Se quer mesmo saber de mim
O que eu sou não lhe diz respeito, em parte nenhuma lhe toca.
Nasci para poucos e morro por quase ninguém.
Contradigo me em passos de dança invisíveis, enlaçando pernas e prendendo bocas, querendo muito e gostando tão pouco.
Não é insatisfação ou sofrimento, é só um tudo ao mesmo tempo agora que não respeita amor de menos, não aceita um gostar pouquinho e querer às vezes.
Uma intensidade que não se conforma com noites únicas de começo, meio e fim.
Se estou aqui é pela música, pela companhia, pra me perder.
Jamais pra desperdiçar uma noite com quem não sabe conversar.

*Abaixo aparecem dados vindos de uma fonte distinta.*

Issue #3002, opened 2026-08-11
RBAC preflight for scans (kubescape scan --dry-run)


Ady0333:
## Overview

Everything Kubescape needs to know about which resource types a scan will touch is derived from the policies, before it talks to the cluster. `GetResources` (`core/pkg/resourcehandler/k8sresources.go:68`) works it out at lines 92 to 97:

```go
queryableResources, excludedRulesMap := getQueryableResourceMapFromPoliciesWithWarned(...)
ksResourceMap := setKSResourceMap(sessionObj.Policies, resourceToControl, resolver)
sessionObj.ResourceToControlsMap = resourceToControl
```

`ResourceToControlsMap` is keyed `map[<apigroup/apiversion/resource>] = [<control_IDs>]`, the same key format `QueryableResources` uses. So by that point we already know both the full set of GVRs the scan will list and which controls depend on each one. We just never ask the API server whether those LISTs are actually permitted.

## Problem

I cannot answer "will this scan work with these credentials, and if not, which controls will be wrong?" without running the whole scan.

Today the only way to find out is to run it, let the LISTs fail, and read the wreckage afterwards. That path is well built: `recordFailedQueryStatuses` populates `InfoMap`, `BuildScanCoverage` produces `FailedGVRPulls` and `NotEvaluatedControls`, and `--fail-coverage-below` can gate on the result. But all of it is after the fact. On a large cluster I pay a multi minute scan and a pile of API server load to discover a permission problem that a handful of `SelfSubjectAccessReview` calls would have surfaced in under a second.

There is also no way to go the other direction. Nothing in the tool tells me what RBAC a given framework actually requires, so anyone who wants least privilege has to reverse engineer it from failures or copy the deliberately broad ClusterRole out of the Helm chart.

Normal usage runs into this constantly. Every CI pipeline runs Kubescape under a purpose made ServiceAccount, and those start under permissioned. Frameworks also move: `--controls-version` pins a regolibrary release, and a newer release can add a control needing a GVR the existing Role never granted. The scan does not fail loudly when that happens, it just quietly evaluates fewer controls and reports a compliance score over whatever was left.

Two open bugs are the reactive half of this same problem: #2871 and #1983 both describe controls silently passing because the objects they needed were never collected.

[...]

PR #3083, opened 2026-08-13
feat(scan): add --dry-run RBAC preflight check

Ady0333:
## Overview

This is the implementation for #3002.

Today there is no way to know whether a scan will actually work with the credentials it is given without running the whole scan. `GetResources` already computes the exact set of resource types a policy set needs, and which controls depend on each one, before it ever touches the cluster:

```go
queryableResources, excludedRulesMap := getQueryableResourceMapFromPoliciesWithWarned(...)
ksResourceMap := setKSResourceMap(sessionObj.Policies, resourceToControl, resolver)
sessionObj.ResourceToControlsMap = resourceToControl
```

What's missing is asking the API server whether those LISTs are actually permitted. Right now the only way to find out is to run the scan, let the LISTs fail, and read `FailedGVRPulls`/`NotEvaluatedControls` afterwards. On a large cluster that means paying a multi-minute scan to discover a permission gap that a handful of `SelfSubjectAccessReview` calls would surface in under a second.

`kubescape scan ... --dry-run` resolves the policies, works out the required GVRs the same way `GetResources` does, and checks list access for each one via `SelfSubjectAccessReview`, without collecting any resources or evaluating any controls.

```go
// new: core/pkg/resourcehandler/preflight.go
func (k8sHandler *K8sResourceHandler) Preflight(ctx context.Context, sessionObj *cautils.OPASessionObj, scanInfo *cautils.ScanInfo) (*PreflightResult, error) {
	resolver, discoveryFailures := newDiscoveryResourceResolver(k8sHandler.k8s.DiscoveryClient)

	resourceToControl := make(map[string][]string)
	scanningScope := cautils.GetScanningScope(sessionObj.Metadata.ContextMetadata)
	queryableResources, _ := getQueryableResourceMapFromPolicies(sessionObj.Policies, sessionObj.SingleResourceScan, scanningScope, resolver)
	setKSResourceMap(sessionObj.Policies, resourceToControl, resolver)

	result := &PreflightResult{DiscoveryFailures: discoveryFailures}
	seen := make(map[string]struct{}, len(queryableResources))
	for _, qr := range queryableResources {
		if _, ok := seen[qr.GroupVersionResourceTriplet]; ok {
			continue
		}
		seen[qr.GroupVersionResourceTriplet] = struct{}{}
		result.Checks = append(result.Checks, k8sHandler.checkListAccess(ctx, qr.GroupVersionResourceTriplet, resourceToControl[qr.GroupVersionResourceTriplet]))
	}
	...
}
```

Kubescape collects every resource type with a single cluster-wide LIST, namespace filtering happens against the returned items, not via a namespaced list call, confirmed by reading `pullSingleResource`. That means one cluster-wide access check per GVR is the same permission the real collection needs, regardless of `--include-namespaces`/`--exclude-namespaces`, so there's no per-namespace check to add.

`checkListAccess` issues one `SelfSubjectAccessReview` per resource type:

```go
func (k8sHandler *K8sResourceHandler) checkListAccess(ctx context.Context, gvrTriplet string, affectedControls []string) GVRCheck {
	group, version, resource := k8sinterface.StringToResourceGroup(gvrTriplet)
	check := GVRCheck{GVR: gvrTriplet, AffectedControls: affectedControls}

	ssar := &authorizationv1.SelfSubjectAccessReview{
		Spec: authorizationv1.SelfSubjectAccessReviewSpec{
			ResourceAttributes: &authorizationv1.ResourceAttributes{
				Verb: "list", Group: group, Version: version, Resource: resource,
			},
		},
	}

	resp, err := k8sHandler.k8s.KubernetesClient.AuthorizationV1().SelfSubjectAccessReviews().Create(ctx, ssar, metav1.CreateOptions{})
	if err != nil {
		check.Reason = err.Error()
		return check
	}
	check.Allowed = resp.Status.Allowed
	check.Reason = resp.Status.Reason
	return check
}
```

`create` on `selfsubjectaccessreviews` is granted to every authenticated user by the built-in `system:basic-user` ClusterRole, so the preflight itself cannot fail for the same reason the scan would, and `k8s.io/client-go/kubernetes/typed/authorization/v1` is already in the module graph via `client-go`. No new dependency.

Output is plain text for now, joining denials against the control-ID map:

```
DENIED  list validatingadmissionpolicies (admissionregistration.k8s.io/v1)
        -> C-0261, C-0262 will not evaluate

11/12 required resource type(s) can be listed. 1 denied.
```

`--dry-run` plugs in right after policy resolution in `core/core/scan.go`, before the resources section starts, and returns early:

```go
spanPolicies.End()

if scanInfo.DryRun {
	spanInit.End()
	result, err := interfaces.resourceHandler.Preflight(ctxInit, scanData, scanInfo)
	if err != nil {
		return resultsHandling, err
	}
	printPreflightResult(result)
	return resultsHandling, nil
}
```

File-based scans have no API server to check against, so `FileResourceHandler.Preflight` returns `ErrPreflightNotSupported` and the command fails with a clear message rather than silently doing nothing.

## Checklist

## Summary by CodeRabbit

* **New Features**
  * Added a `--dry-run` option for scan commands, disabled by default.
  * Cluster scans can check required resource-list permissions without collecting resources or evaluating controls.
  * Results report successful checks, denied resources, discovery failures, access errors, and affected controls.
* **Bug Fixes**
  * Improved visibility into permission issues before full cluster scans.
  * File-based scans now clearly report that permission preflight checks are unsupported.

### DIFF
--- a/cmd/scan/scan.go
+++ b/cmd/scan/scan.go
@@ -220,6 +220,7 @@ func GetScanCommand(ks meta.IKubescape) *cobra.Command {
 	scanCmd.PersistentFlags().DurationVar(&scanInfo.ScanTimeout, "scan-timeout", 0, "Maximum duration for the scan (e.g. 5m, 30s, 1h). 0 means no timeout. When the timeout is reached the scan exits with a non-zero code.")
 	scanCmd.PersistentFlags().DurationVar(&scanInfo.ControlTimeout, "control-timeout", 0, "Maximum duration for evaluating a single control (e.g. 30s, 1m). 0 means no timeout. Controls that exceed this are marked as not evaluated and the scan continues. Must be lower than --scan-timeout when both are set.")
 	scanCmd.PersistentFlags().BoolVar(&scanInfo.EnableStreaming, "enable-streaming", false, "Enable resource streaming for large clusters to reduce memory usage. Resources are processed in batches instead of loading all at once. Automatically enabled for clusters with >2500 resources.")
+	scanCmd.PersistentFlags().BoolVar(&scanInfo.DryRun, "dry-run", false, "Check whether the current credentials can list every resource type the requested policies need, without collecting resources or evaluating controls. Cluster scans only.")
 
 	// Helm value override flags. Mirror `helm install` so users can pass overrides through verbatim
 	// when scanning a Helm chart directory. Note: -f is already taken by --format, so --values is long-only.
--- a/core/core/scan.go
+++ b/core/core/scan.go
@@ -294,6 +294,16 @@ func (ks *Kubescape) Scan(scanInfo *cautils.ScanInfo, policyIdentifiers []cautil
 	}
 	spanPolicies.End()
 
+	if scanInfo.DryRun {
+		spanInit.End()
+		result, err := interfaces.resourceHandler.Preflight(ctxInit, scanData, scanInfo)
+		if err != nil {
+			return resultsHandling, err
+		}
+		printPreflightResult(result)
+		return resultsHandling, nil
+	}
+
 	// ===================== resources =====================
 	ctxResources, spanResources := otel.Tracer("").Start(ctxInit, "resources")
 
@@ -687,4 +697,25 @@ func getAllWorkloadImages(wl *workloadinterface.Workload) []string {
 		}
 	}
 	return images
+}
+
+// printPreflightResult prints the --dry-run RBAC check to stdout.
+func printPreflightResult(result *resourcehandler.PreflightResult) {
+	for _, f := range result.DiscoveryFailures {
+		fmt.Printf("DISCOVERY FAILED  %s: %s\n", f.GVR, f.Error)
+	}
+
+	denied := result.Denied()
+	if len(denied) == 0 {
+		fmt.Printf("All %d required resource type(s) can be listed with the current credentials.\n", len(result.Checks))
+		return
+	}
+
+	for _, c := range denied {
+		fmt.Printf("DENIED  list %s\n", c.GVR)
+		if len(c.AffectedControls) > 0 {
+			fmt.Printf("        -> %s will not evaluate\n", strings.Join(c.AffectedControls, ", "))
+		}
+	}
+	fmt.Printf("\n%d/%d required resource type(s) can be listed. %d denied.\n", len(result.Checks)-len(denied), len(result.Checks), len(denied))
 }
--- a/core/core/scan.go
+++ b/core/core/scan.go
@@ -296,11 +296,15 @@ func (ks *Kubescape) Scan(scanInfo *cautils.ScanInfo, policyIdentifiers []cautil
 
 	if scanInfo.DryRun {
 		spanInit.End()
+		resultsHandling.SetData(scanData)
 		result, err := interfaces.resourceHandler.Preflight(ctxInit, scanData, scanInfo)
 		if err != nil {
 			return resultsHandling, err
 		}
 		printPreflightResult(result)
+		if denied := result.Denied(); len(denied) > 0 {
+			return resultsHandling, fmt.Errorf("dry-run: %d required resource type(s) cannot be listed with the current credentials", len(denied))
+		}
 		return resultsHandling, nil
 	}
 
--- a/core/core/scan.go
+++ b/core/core/scan.go
@@ -705,8 +705,13 @@ func printPreflightResult(result *resourcehandler.PreflightResult) {
 		fmt.Printf("DISCOVERY FAILED  %s: %s\n", f.GVR, f.Error)
 	}
 
+	errored := result.Errored()
+	for _, c := range errored {
+		fmt.Printf("CHECK FAILED  list %s: %s\n", c.GVR, c.Reason)
+	}
+
 	denied := result.Denied()
-	if len(denied) == 0 {
+	if len(denied) == 0 && len(errored) == 0 {
 		fmt.Printf("All %d required resource type(s) can be listed with the current credentials.\n", len(result.Checks))
 		return
 	}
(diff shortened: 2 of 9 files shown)


core/core/scan.go
```diff
@@ -294,6 +294,16 @@ func (ks *Kubescape) Scan(scanInfo *cautils.ScanInfo, policyIdentifiers []cautil
 	}
 	spanPolicies.End()
 
+	if scanInfo.DryRun {
```
matthyx, line 297: **Blocker: `kubescape scan --dry-run` panics right after printing the preflight result.**

This branch returns `resultsHandling` without ever calling `resultsHandling.SetData(scanData)` (that call only happens later, on the normal path, right before the encrypt/hide block near the end of `Scan()`). So on `--dry-run`, `resultsHandling.ScanData` stays `nil`.

Every caller of `ks.Scan(...)` — `securityScan()` in `cmd/scan/scan.go` (the default `kubescape scan` path), and the `RunE` handlers in `cmd/scan/framework.go`, `cmd/scan/control.go`, and `cmd/scan/workload.go` — unconditionally does something like:

```go
results, err := ks.Scan(&scanInfo, policyIdentifiers)
...
if err := enforceSeverityThresholds(results.GetData().Report.SummaryDetails.GetResourcesSeverityCounters(), &scanInfo); err != nil {
```

`results.GetData()` returns the nil `*cautils.OPASessionObj`, and `.Report` is a field access on that nil pointer — this panics with "invalid memory address or nil pointer dereference" immediately after the preflight output is printed. So today `--dry-run` crashes the process with a Go stack trace on every one of these code paths (`scan`, `scan framework`, `scan control`, `scan workload`), instead of exiting cleanly.

This wasn't caught by the added tests because `core/core/scan_test.go`'s changes only add `Preflight` to mocks — nothing exercises the `cmd/scan` layer where the crash actually happens.

Fix options: have each `cmd/scan/*.go` caller check `scanInfo.DryRun` and return right after `ks.Scan()` (skipping `HandleResults`/`GetData()`), or have `Scan()` itself always call `resultsHandling.SetData(scanData)` before the dry-run early return so `GetData()` is never nil.

cmd/scan/scan.go
```diff
@@ -220,6 +220,7 @@ func GetScanCommand(ks meta.IKubescape) *cobra.Command {
 	scanCmd.PersistentFlags().DurationVar(&scanInfo.ScanTimeout, "scan-timeout", 0, "Maximum duration for the scan (e.g. 5m, 30s, 1h). 0 means no timeout. When the timeout is reached the scan exits with a non-zero code.")
 	scanCmd.PersistentFlags().DurationVar(&scanInfo.ControlTimeout, "control-timeout", 0, "Maximum duration for evaluating a single control (e.g. 30s, 1m). 0 means no timeout. Controls that exceed this are marked as not evaluated and the scan continues. Must be lower than --scan-timeout when both are set.")
 	scanCmd.PersistentFlags().BoolVar(&scanInfo.EnableStreaming, "enable-streaming", false, "Enable resource streaming for large clusters to reduce memory usage. Resources are processed in batches instead of loading all at once. Automatically enabled for clusters with >2500 resources.")
+	scanCmd.PersistentFlags().BoolVar(&scanInfo.DryRun, "dry-run", false, "Check whether the current credentials can list every resource type the requested policies need, without collecting resources or evaluating controls. Cluster scans only.")
```
matthyx, line 223: Non-blocking, worth a decision either way: `--dry-run` currently always exits 0, even when `printPreflightResult` reports `DENIED`/`CHECK FAILED` entries — `Scan()`'s dry-run branch only returns a non-nil error when `Preflight()` itself errors (transport/setup failure), not when individual GVR checks come back denied. For the CI/scripting use case this PR's description leads with ("paying a multi-minute scan to discover a permission gap"), users will likely want the command to fail (non-zero exit) when required permissions are missing, so they can gate a pipeline on it the same way `--severity-threshold`/`--fail-coverage-below` do today. Also, output is hardcoded plain text via `fmt.Printf` regardless of `--format`/`--output`, which is inconsistent with the rest of the scan command's printer pipeline — may be fine for a first cut, but worth calling out explicitly if intentional.

matthyx (changes requested):
Nice design overall — the SelfSubjectAccessReview-based approach and the Errored-vs-Denied distinction in `preflight.go` are solid, and the new code compiles cleanly against the existing helper functions it reuses. However I found a blocking crash bug: `kubescape scan --dry-run` (and `scan framework/control/workload --dry-run`) panics with a nil pointer dereference right after printing the preflight result, because none of the `cmd/scan` callers of `ks.Scan()` skip the post-scan `results.GetData()...` calls when `scanInfo.DryRun` is set, and `Scan()`'s dry-run branch never calls `resultsHandling.SetData(scanData)`. See inline comment on `core/core/scan.go` for the full trace. Left one more non-blocking comment on exit-code semantics for denied checks. Requesting changes for the crash; happy to re-review once that's fixed.

Ady0333:
i have fixed that blocking crash bug

matthyx (approved):
Re-checked after the latest push (edbe365). The crash is fixed: `resultsHandling.SetData(scanData)` is now called before the dry-run early return, and denied checks now make `Scan()` return a non-nil error, so `securityScan()`/the framework/control/workload RunE handlers return before ever reaching `results.GetData()...` in the denied case. I independently re-verified the remaining "all-allowed" success path too (`Report`/`ScanCoverage` are always non-nil zero values from `NewOPASessionObj`, and the pretty printer degrades gracefully on the empty data) — no panic risk left. This also resolves my earlier non-blocking exit-code suggestion, since `--dry-run` now fails the command when required permissions are missing.

Remaining nit (still non-blocking, no action needed): output stays hardcoded plain text via `fmt.Printf` regardless of `--format`/`--output`, and on an all-allowed dry-run the resulting (empty) HandleResults report can look like a trivially-passing scan rather than "nothing was evaluated" — fine to address later if it comes up in practice.

Approving.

Não me pergunte o que eu faço da vida, isso é banal, é triste, é comum.
Queira saber o que me faz feliz, meu ponto fraco pras cócegas.
Não pergunte o que me dá dinheiro, porque este é o menor dos meus sucessos.
Esqueça meu nome verdadeiro, se eu venho sempre aqui, se estou gostando da música.
Agir sem naturalidade é o seu maior fracasso.
Se é mesmo importante que eu responda as perguntas que tanto desprezo, se definir o que sou vai te fazer mais feliz, se quer mesmo saber de mim, comece pelas entrelinhas.
Pelo não dito.
Pelo movimento dos cílios e as pupilas dilatadas, os olhos nervosos que não se fixam, o modo de apoiar o peso do corpo em uma das pernas e me preocupar com o cabelo.
Olhe para as mãos que não sabem repousar e a voz que desafina.
Por favor, sou tão ridiculamente fácil de decifrar e ainda insistem em seguir pelo caminho errado.
Exponho me tanto e ainda querem uma cartilha.
E fazem isso porque amam de relance, querem no momento e só por desafio.
Porque têm preguiça ou medo de cumplicidade e acreditam perder a noite se optarem por se apaixonar pelo próprio ego.
Porque perdem oportunidades de se calarem quando é papel dos olhos falar.
É por isso que eu estou sozinha nesse mundo de luzes e pessoas.
É por isso que eu saio de casa e minha roupa não precisa agradar ninguém além de mim.
Porque não deixo o calor da minha rotina pra ser prenda em vitrine.
O que eu sou não lhe diz respeito, em parte nenhuma lhe toca.
Mas se quiser mesmo saber de mim, experimente não me perguntar.
E talvez assim desperte minha vontade de contar.